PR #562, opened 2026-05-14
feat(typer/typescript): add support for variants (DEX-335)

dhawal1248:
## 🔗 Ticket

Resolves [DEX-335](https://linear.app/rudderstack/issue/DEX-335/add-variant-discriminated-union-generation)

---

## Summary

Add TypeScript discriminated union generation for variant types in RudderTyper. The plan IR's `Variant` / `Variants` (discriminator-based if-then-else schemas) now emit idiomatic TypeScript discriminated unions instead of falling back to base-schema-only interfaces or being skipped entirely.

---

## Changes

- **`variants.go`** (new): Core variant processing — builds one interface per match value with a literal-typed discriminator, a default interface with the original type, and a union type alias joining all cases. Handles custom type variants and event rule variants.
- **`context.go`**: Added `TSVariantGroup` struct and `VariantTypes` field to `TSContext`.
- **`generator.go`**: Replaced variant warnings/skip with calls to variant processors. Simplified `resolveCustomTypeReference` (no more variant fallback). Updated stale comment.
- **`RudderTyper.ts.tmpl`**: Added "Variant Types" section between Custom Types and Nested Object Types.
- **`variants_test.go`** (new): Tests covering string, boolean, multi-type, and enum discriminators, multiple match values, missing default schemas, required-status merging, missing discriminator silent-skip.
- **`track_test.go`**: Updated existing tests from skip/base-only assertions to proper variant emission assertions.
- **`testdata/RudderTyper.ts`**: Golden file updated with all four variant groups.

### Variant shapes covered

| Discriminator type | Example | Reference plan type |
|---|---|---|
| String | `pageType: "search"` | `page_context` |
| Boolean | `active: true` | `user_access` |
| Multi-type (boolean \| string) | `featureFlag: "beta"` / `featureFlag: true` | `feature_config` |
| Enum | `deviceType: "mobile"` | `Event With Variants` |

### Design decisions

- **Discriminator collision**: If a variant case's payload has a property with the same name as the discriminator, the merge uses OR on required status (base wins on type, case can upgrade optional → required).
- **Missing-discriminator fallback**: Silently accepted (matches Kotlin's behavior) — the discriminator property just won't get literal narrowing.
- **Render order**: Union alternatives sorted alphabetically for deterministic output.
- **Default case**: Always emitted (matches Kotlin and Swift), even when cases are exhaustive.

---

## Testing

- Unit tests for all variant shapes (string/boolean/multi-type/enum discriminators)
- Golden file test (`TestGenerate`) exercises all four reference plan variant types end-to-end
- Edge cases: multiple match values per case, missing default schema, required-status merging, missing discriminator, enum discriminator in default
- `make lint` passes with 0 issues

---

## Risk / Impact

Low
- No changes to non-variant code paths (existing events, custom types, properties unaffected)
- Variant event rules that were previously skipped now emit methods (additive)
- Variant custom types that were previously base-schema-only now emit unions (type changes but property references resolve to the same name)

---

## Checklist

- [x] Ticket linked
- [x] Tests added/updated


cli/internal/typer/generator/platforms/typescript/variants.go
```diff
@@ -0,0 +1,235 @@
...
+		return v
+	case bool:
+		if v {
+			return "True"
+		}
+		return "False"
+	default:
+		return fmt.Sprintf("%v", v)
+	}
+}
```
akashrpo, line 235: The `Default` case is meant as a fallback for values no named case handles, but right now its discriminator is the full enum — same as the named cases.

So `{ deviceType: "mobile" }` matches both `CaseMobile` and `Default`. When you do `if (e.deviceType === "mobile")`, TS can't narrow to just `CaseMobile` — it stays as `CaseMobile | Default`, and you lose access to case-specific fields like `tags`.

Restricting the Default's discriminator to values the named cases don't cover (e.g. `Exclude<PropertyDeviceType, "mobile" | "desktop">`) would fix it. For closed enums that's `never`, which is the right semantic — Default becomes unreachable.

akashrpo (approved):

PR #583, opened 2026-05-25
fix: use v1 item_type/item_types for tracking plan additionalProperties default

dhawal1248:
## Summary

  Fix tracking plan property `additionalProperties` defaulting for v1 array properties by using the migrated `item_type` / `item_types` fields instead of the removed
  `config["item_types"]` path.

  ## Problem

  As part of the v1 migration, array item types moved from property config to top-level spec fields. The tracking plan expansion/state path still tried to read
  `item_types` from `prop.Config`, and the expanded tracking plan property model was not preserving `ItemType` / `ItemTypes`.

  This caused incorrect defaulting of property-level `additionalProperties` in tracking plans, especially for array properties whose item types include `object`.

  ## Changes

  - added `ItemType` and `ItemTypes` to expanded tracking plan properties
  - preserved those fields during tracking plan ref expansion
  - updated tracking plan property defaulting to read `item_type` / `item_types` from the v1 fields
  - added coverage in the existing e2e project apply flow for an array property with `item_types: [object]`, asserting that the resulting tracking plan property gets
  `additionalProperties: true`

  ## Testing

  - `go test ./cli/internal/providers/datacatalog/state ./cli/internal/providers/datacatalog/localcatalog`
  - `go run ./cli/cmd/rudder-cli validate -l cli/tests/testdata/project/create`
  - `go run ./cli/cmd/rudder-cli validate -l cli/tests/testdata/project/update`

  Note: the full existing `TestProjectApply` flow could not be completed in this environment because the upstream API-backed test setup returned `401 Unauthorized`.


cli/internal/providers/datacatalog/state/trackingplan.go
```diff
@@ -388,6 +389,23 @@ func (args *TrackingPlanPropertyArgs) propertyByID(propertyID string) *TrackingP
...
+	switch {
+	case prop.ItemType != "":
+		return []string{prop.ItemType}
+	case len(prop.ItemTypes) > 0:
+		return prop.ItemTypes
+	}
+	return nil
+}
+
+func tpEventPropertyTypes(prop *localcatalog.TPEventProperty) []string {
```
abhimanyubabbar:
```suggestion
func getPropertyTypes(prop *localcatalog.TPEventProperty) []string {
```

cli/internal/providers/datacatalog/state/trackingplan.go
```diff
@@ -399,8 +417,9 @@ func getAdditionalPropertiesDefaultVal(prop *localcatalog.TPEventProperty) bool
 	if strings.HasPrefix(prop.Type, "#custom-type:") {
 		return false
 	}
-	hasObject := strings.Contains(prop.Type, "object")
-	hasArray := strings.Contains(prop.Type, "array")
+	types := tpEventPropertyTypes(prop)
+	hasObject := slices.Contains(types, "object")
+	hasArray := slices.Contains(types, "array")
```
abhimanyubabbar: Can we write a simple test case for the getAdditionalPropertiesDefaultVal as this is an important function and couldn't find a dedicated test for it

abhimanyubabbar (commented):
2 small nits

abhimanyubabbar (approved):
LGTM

= = = =

■ Brief
Determine how many lines of the listing contain the string "akashrpo", and give only the number.

■ Output of the exercise
2